(MENAFN - Khaleej Times) Damascus had the audacity to hold elections, apparently as part of an effort to woo the international community.
The exercise was part of reforms package that President Bashar Al Assad introduced last year, and even came up with a new constitution that pledges guarantees to the minorities and the dispossessed groups in the affairs of the state.
As the proverb goes, one side is appreciate-able and the other is condemnable, so is the case with the ballot held on Monday. It might be an earnest endeavour on the part of the Baath Party, which finds itself on the edges and too feeble to assert, to open up the society and make room for a pluralistic dispensation. Perhaps that is why seats in the 250-member parliament are assigned for farmers and workers, and a bar has been placed on religious, tribal and denominational affiliations in creating new political parties. But that seems to have ended up with eggs on the face as a very thin turnout was reported and the ballot dubbed as sham in the absence of credible contesters from the civil-strife ridden society.
This is an issue that will keep resurfacing as Assad goes on to further his agenda of so-called reforms. With violence raging across the length and breadth of the country, an election to merely create a new tier of participation and that too under the tutelage of the reining administration was unwarranted. With an ineffective participation from the opposition, the polls have ended up as one more cushion for the Baath Party to engage in muscle flexing.
How can popular discontent be tamed with such elections when the demand is one of change in the pyramid structure upside down? The polls, the first in almost 40 years not to guarantee a clean sweep to the ruling party, could have gathered an iota of credibility if they had been further delayed till peace is restored and the ongoing gunfight comes to an end. The need of the hour is to stall the imbroglio that is exploding into a civil war and also driving hundreds and thousands into diaspora across the borders.

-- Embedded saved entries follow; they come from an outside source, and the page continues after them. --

PR #1733, opened 2022-12-02
tx_list: bump tx max size to 128KB

yoomee1313:
## Proposed changes
* it increases tx max size to 128KB
* slot is introduced. For example, if a slot size is 32KB, and the tx size is 96kB, when that tx is inserted into txpool, it adds 96+32-1/32 = 3 slots.
  * dev: 1 is added to the txpool tx count when a tx is inserted
  * PR: tx slot size is added to the txpool tx count(which is actually slots) when a tx is inserted. See numSlots.

## Types of changes

- [ ] Bugfix
- [ ] Others

## Checklist

## Related issues

## Further comments

### DIFF
--- a/blockchain/tx_pool.go
+++ b/blockchain/tx_pool.go
@@ -43,12 +43,23 @@ import (
 const (
 	// chainHeadChanSize is the size of channel listening to ChainHeadEvent.
 	chainHeadChanSize = 10
+
+	// txSlotSize is used to calculate how many data slots a single transaction
+	// takes up based on its size. The slots are used as DoS protection, ensuring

This is the time for UN special envoy Kofi Annan to revisit the understanding that he had stuck with Assad, and without commenting on the parliamentary polls try to encourage his dispensation to do more on reforms, and especially in terms of putting an end to his security forces, trigger-happiness. The rebels on their end too have acted too irresponsibility in bringing the fight to the brink. The phenomenon of blame game and acts in solitary for point scoring hasn't helped further peace.